To find the number of rational terms in the expansion of \(((25)^{1/3} + \frac{1}{(25)^{1/3}})^{20}\), we can follow these steps: ### Step 1: Identify the general term in the binomial expansion The general term \(T_{r+1}\) in the binomial expansion of \((a + b)^n\) is given by: \[ T_{r+1} = \binom{n}{r} a^{n-r} b^r \] In our case, \(a = (25)^{1/3}\), \(b = \frac{1}{(25)^{1/3}}\), and \(n = 20\). Thus, we have: \[ T_{r+1} = \binom{20}{r} \left(25^{1/3}\right)^{20-r} \left(\frac{1}{25^{1/3}}\right)^{r} \] ### Step 2: Simplify the general term Now we simplify the general term: \[ T_{r+1} = \binom{20}{r} \left(25^{(20-r)/3}\right) \left(25^{-r/3}\right) \] Combining the powers of 25, we get: \[ T_{r+1} = \binom{20}{r} \cdot 25^{\frac{20 - 2r}{3}} \] ### Step 3: Determine when the term is rational For \(T_{r+1}\) to be a rational term, the exponent of 25 must be an integer.
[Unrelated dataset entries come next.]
PR #314, opened 2026-07-10
wallet plugin: reflect updated authorized accounts in wallets list

mcintyre94:
This PR fixes a bug spotted while using the wallet plugin for our Kit react example app, which stress tests the multi wallet/multi account design. After connecting account(s) from a wallet, some parts of the UI would not reflect those changes.

### DIFF
--- a/packages/kit-plugin-wallet/test/store.test.ts
+++ b/packages/kit-plugin-wallet/test/store.test.ts
@@ -281,6 +281,30 @@ describe.skipIf(!__BROWSER__)('store (browser)', () => {
         expect(store.getState().connected!.account.address).toBe(newAccount.address);
     });
 
+    it('reflects accounts authorized during connect in the discovered-wallet list', async () => {
+        // Wallet starts with no authorized accounts (the realistic pre-connect state).
+        const mockWallet = createMockUiWallet({ accounts: [], name: 'TestWallet' });
+        registerWallet(mockWallet);
+
+        // Connect authorizes an account, regenerating the wallet's registry handle.
+        const account = createMockAccount();
+        connectMock.mockImplementationOnce(() => {
+            updateRegisteredWallet(createMockUiWallet({ accounts: [account], name: 'TestWallet' }));
+            return Promise.resolve();
+        });
+
+        const store = createWalletStore({ chain: 'solana:mainnet', storage: null });
+        await store.connect(mockWallet);
+
+        // `wallets` must reflect the newly authorized account immediately — not stay
+        // stale until an unrelated `standard:events change` fires. Consumers rendering
+        // the wallet from `useWallets()` rely on `.accounts` to know it is connected.
+        const state = store.getState();
+        expect(state.connected!.wallet.accounts.length).toBe(1);
+        expect(state.wallets[0].accounts.length).toBe(1);
+        expect(state.wallets[0]).toBe(state.connected!.wallet);
+    });
+
     it('transitions through connecting status', async () => {
         const account = createMockAccount();
         const mockWallet = createMockUiWallet({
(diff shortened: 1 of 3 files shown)


mcintyre94:
* **#314** <a href="https://app.graphite.com/github/pr/anza-xyz/kit-plugins/314?utm_source=stack-comment-icon" target="_blank">Graphite</a> 👈 <a href="https://app.graphite.com/github/pr/anza-xyz/kit-plugins/314?utm_source=stack-comment-view-in-graphite" target="_blank">(View in Graphite)</a>
* `main`


<h2></h2>

mcintyre94:
@trevor-cortex

packages/kit-plugin-wallet/test/store.test.ts
```diff
@@ -281,6 +281,29 @@ describe.skipIf(!__BROWSER__)('store (browser)', () => {
...
+        });
+
+        const store = createWalletStore({ chain: 'solana:mainnet', storage: null });
+        await store.connect(mockWallet);
+
+        // `wallets` must reflect the newly authorized account immediately — not stay
+        // stale until an unrelated `standard:events change` fires. Consumers rendering
+        // the wallet from `useWallets()` rely on `.accounts` to know it is connected.
+        const state = store.getState();
+        expect(state.connected!.wallet.accounts.length).toBe(1);
```
trevor-cortex, line 303: Minor: consider strengthening these two assertions to tie the list entry to the connected wallet directly, e.g.

```ts
expect(state.wallets[0]).toBe(state.connected!.wallet);
expect(state.wallets[0].accounts.length).toBe(1);
```

The current `.accounts.length` check passes as long as *some* handle for that wallet in `wallets` has an account, but the actual invariant the fix restores is that `wallets[i] === connected.wallet` after connect (i.e. the list holds the refreshed handle, not the stale pre-connect one). The reference-equality assertion pins that down and would also catch a future regression where the list is rebuilt from a different source than the ui-registry. Non-blocking.

trevor-cortex (commented):
Clean, well-scoped fix. `setConnected` is the single choke point for the three flows that authorize accounts (`connect`, `signIn`, silent reconnect), so reconciling `wallets` here closes the gap for all of them in one place. Using `reconcileWalletList()` (rather than `buildWalletList()` directly) keeps the snapshot referentially stable when the visible set is unchanged, which matches the existing pattern in `disconnectLocally` and the `change` handler. The changeset (patch), inline rationale, and test are all in good shape. LGTM.

**Notes for subsequent reviewers:**
- The core invariant is that after connect, the `wallets[i]` entry for the connected wallet holds the *refreshed* registry handle (with newly authorized accounts), not the pre-connect one. The test asserts `.accounts.length` — see the inline note for a stronger assertion that ties the list entry to `connected.wallet` directly.
- No regression risk for the no-op paths: `reconcileWalletList()` returns the existing reference on unchanged contents, so `updateState` won't emit a spurious snapshot when connect didn't add accounts (e.g. a wallet that pre-authorized).
- The symmetric fix applies to `signIn` and silent reconnect too, but they aren't independently tested. Since they all funnel through `setConnected` that's arguably fine — flagging for visibility rather than requesting more tests.

packages/kit-plugin-wallet/test/store.test.ts
mcintyre94: Updated this

Also added the symmetric tests for `signIn` and auto-reconnect mentioned

lorisleiva (approved):

mcintyre94:
### Merge activity

* **Jul 13, 2:21 PM UTC**: A user started a stack merge that includes this pull request via [Graphite](https://app.graphite.com/github/pr/anza-xyz/kit-plugins/314).
* **Jul 13, 2:21 PM UTC**: @mcintyre94 merged this pull request with [Graphite](https://app.graphite.com/github/pr/anza-xyz/kit-plugins/314).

Therefore, we need: \[ \frac{20 - 2r}{3} \text{ to be an integer} \] This implies that \(20 - 2r\) must be divisible by 3. ### Step 4: Set up the divisibility condition We can express this condition as: \[ 20 - 2r \equiv 0 \mod 3 \] Calculating \(20 \mod 3\): \[ 20 \equiv 2 \mod 3 \] Thus, we have: \[ 2 - 2r \equiv 0 \mod 3 \implies 2r \equiv 2 \mod 3 \implies r \equiv 1 \mod 3 \] ### Step 5: Find the values of \(r\) The values of \(r\) that satisfy \(r \equiv 1 \mod 3\) within the range \(0 \leq r \leq 20\) are: - \(r = 1\) - \(r = 4\) - \(r = 7\) - \(r = 10\) - \(r = 13\) - \(r = 16\) - \(r = 19\) ### Step 6: Count the rational terms Counting these values, we find that there are a total of 7 values of \(r\) that yield rational terms. ### Final Answer Thus, the number of rational terms in the expansion is **7**. ---